叮囑他們小心看護太子殿下和談大夫。自己則帶了人,匆匆地往臨清橋方向趕過去。
到了爆炸現場,楊大壯嚇了一跳,整個中正街、太平裏、朱雀橋到秦淮河這片區域,幾乎被夷為了平地。
而周圍幾排房屋,正燃起熊熊大火,而且火勢還在向周邊蔓延擴散。
火光下,到處是奔跑哭喊的人,腳下一不小心還會踩到被炸斷的斷肢殘臂。
這幅情景,仿若人間地獄。
他趕緊指揮火夫們用汲水車到秦淮河裏汲水救火,但是臨河那段火勢太大,隻得繞到昇平橋那段汲了水再運過來。
“你們幾個,把這一排房子都扒了。”楊大壯怕火勢向北麵蔓延,指著中正街沿街的一排商鋪對手下說道。
“不能扒啊!楊都頭手下留情啊!”一個衣著富貴的老家夥扯著楊大壯,阻止他扒自己家的房子。
“這是我一家老小生計所在,不能扒啊!”
還有幾家商鋪的老闆夥計剛才還端著木盆在救火,這會兒都丟下木盆,過來阻止楊大壯手下軍士扒房子。
“軍爺,手下留情啊!”
楊大壯一把他甩開,命令道:“快扒,不能讓火勢蔓延開來。”
老家夥氣急敗壞,衝到屋簷下,一邊跳著腳罵,一邊阻攔軍士。
“上帝啊!你快顯顯靈,管管這些不講道理的丘八吧!這火又沒燒到我家,你憑什麽扒我家的房子。要扒我家房子,先要了老兒我的命去罷!”
楊大壯皺著眉頭:“來兩個人,把他拉到一邊清醒清醒。”
立刻有兩名軍士衝過來,一人拉著老頭一條臂膀,把他從屋簷下拉了出來。
沒想到老頭子不知哪兒突然生出的力氣,居然掙脫開拉他的軍士,撲倒在楊大壯腳下:“楊都頭,手下留情啊!我出銀子,出二十兩,不,五十兩,請您可憐可憐小老兒吧。”
楊大壯一臉鄙夷:“還不快拉開!”
這時,火夫的頭目,選了一根柱子,用粗麻繩拴住,然後齊聲吆喝一起用力:“一、二、三……嘩啦”。
不得不說,這根柱子選得正好,這根柱子一被拉倒,周圍的一排房子,就像推倒的骨牌一樣垮塌下來。
這一下,原來往四周急劇擴散的火勢,受到隔離,也就受到控製,不再能肆虐了。
老頭和其他幾位被扒了房子的商鋪老闆,都在那裏捶胸頓足、嚎啕大哭。
老頭指著楊大壯大罵:“楊大壯!你個狗**的賊官,平時規例銀子也沒少給你,怎地如此不講情麵。

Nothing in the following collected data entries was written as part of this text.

PR #439, opened 2014-01-27
new blog post on accessing mongodb from stratosphere

rmetzger:
Preview: http://robertmetzger.de/stratosphere/news/blog/tutorial/2014/01/28/querying_mongodb.html


fhueske:
Sweet! Nice work!

You might want to add, what the example program is doing with the data in MongoDB.
How about putting the example code somewhere in the stratosphere repository instead of linking against your repo? This post might exists for quite some time.

There might also be some follow up issues:
- Is the format also integrated with the Scala API. If not, we should open another issue for that. 
- We should also add it to the documentation.

StephanEwen:
Looks good!

How did you implement the writable wrapper? Does it serialize the class of
the type every time, or is there some fancy different mechanism?

Am 27.01.2014 09:20 schrieb "Robert Metzger" notifications@github.com:

rmetzger:
> You might want to add, what the example program is doing with the data in MongoDB.

Thats already in the text: "The example program reads data from the enron dataset that contains about 500k internal e-mails. The data is stored in MongoDB and the Stratosphere program counts the number of e-mails per day."

> How about putting the example code somewhere in the stratosphere repository instead of linking against your repo? This post might exists for quite some time.
> Agree, will do.

You are right, documentation and Scala support is missing. I think we need to find a generic way to support Stratosphere Java InputFormats in Scala.

@StephanEwen: The wrapper is not fancy at all ;) It serializes the type as a string all the time. Feel free to suggest improvements (if the usability does not suffer).

StephanEwen:
The only way to avoid that is with static type info, similar to the way I
did it with the Avro value. Have a look at that.

I am a bit torn between the the PROs of writing such a blog post and the
CONs of making it depend on such a workaround that is really not feasible
for anything real where you expect only a little bit performance.

For the new type safe record API, we need to directly support:
1. Out Value types
2. Java's primitive types
3. Hadoop's writable types
4. Avro types

There are nice ways of doing this efficiently, without needing to serialize
types.

aalexandrov:
While we're at MongoDB, there is an upcoming [Meetup in the MongoDB user group](http://www.meetup.com/MUGBerlin/events/161353802/) in Berlin. 

I know the guy who is presenting and I'm going this Thurday from 6PM, and I also have a +2 for the event if you are interested.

這火明明就不會燒到我的房子,你卻故意要扒我家的房子。我要去上元縣!不,去應天府告你!我要去告禦狀啊!老天爺啊!上帝啊!我平時也沒少給你們供奉香火啊!叫這狗官斷子絕孫吧!”
楊大壯也不去理他,看到一地的死傷,招手叫過一個校尉,“你派個人迴衙門去,看看談大夫有空了沒,有空的話,請她過來救治傷者。”
忽然又想到太子今天的奇怪行為,似乎也對治傷救人頗為內行。
猶豫了一下,又改口說:“算了,還是別叫她來了。你看這些傷員裏,有能走動的,讓他們自己走,走不動的,找門板抬了送到衙門裏,請談大夫和太子幫忙救治。”
校尉答應一聲,趕緊去安排。
這時,因為周邊百姓自發地帶著各種鍋碗瓢盆過來救火,他們自發分工,有人從秦淮河中取水,有人專門負責搬運,有人專門潑水。火勢慢慢受到了控製。
此時,天色破曉,楊大壯環顧四周,一片焦土殘垣,還有很多斷臂殘肢,炸碎的人體殘骸。真是慘不忍睹。
中城兵馬司中,陸續有傷員被送進來。
作為前世是軍醫的衛明來說,這種傷最熟悉不過。對燒傷、炸傷的戰場救治和護理,是現代軍醫的基本功。
但是他缺少手術器械和藥物,幸好有談大夫在。
這位年輕的女醫,對他今天的救治工作,起到了無可替代的作用。不僅借給他趁手的工具,還能幫他施藥。
說起來,由於前世對中醫藥懷有偏見,他一直刻意避免接觸這方麵的知識。
因為這一點,他的導師還狠狠批評過他。
導師拿當年紅軍長征舉例子,告訴他當年紅軍裏的軍醫,就是在缺少西藥的條件下,用很多土方中藥,挽救了很多紅軍戰士的生命,這對於後來長征的勝利,起到了非常關鍵的作用。
如今來到這個時空,衛明非常後悔當初沒有多花點時間學習中醫中藥的知識。
還好有這位女醫幫忙,她不僅精通外科手術,對於各種中藥材非常瞭解。
很快她帶來的藥粉、藥膏就用光了,就臨時要來筆墨紙硯,隨手開方,請軍士去城中的中藥鋪抓藥。
這樣就彌補了衛明在這一塊的空缺。
“除了鍛煉身體,對中醫藥這塊,也要花點時間補課呢。”衛明暗暗下了決心。
衛明還觀察到,這位年輕的女醫,似乎在百姓中有很高的名望和聲譽。
不管是軍士還是待救治的傷患,對她的吩咐和命令,都沒有任何抗拒。
兩人在合作救治患者的過程中,不知不覺產生了某種默契,明明距離初見纔不過幾個時辰,但是有時候隻需要一個眼神、一個伸手的小動作,就能明白對方想要做什麽。
這種專業的醫者之間跨越時空的默契,也讓衛明覺得意外和驚喜。
談大夫似乎也看出來,衛明對於手術非常精通,但是對於藥物卻一竅不通。
這也是讓她疑惑的地方。於是她會在施藥的時候,當著衛明的麵,故意講出這種藥膏的配方是什麽,功效是什麽,這種藥粉裏含有那些成分,都能起到什麽作用。
衛明察覺到她的善意,於是用心來記,倒也頗有收獲。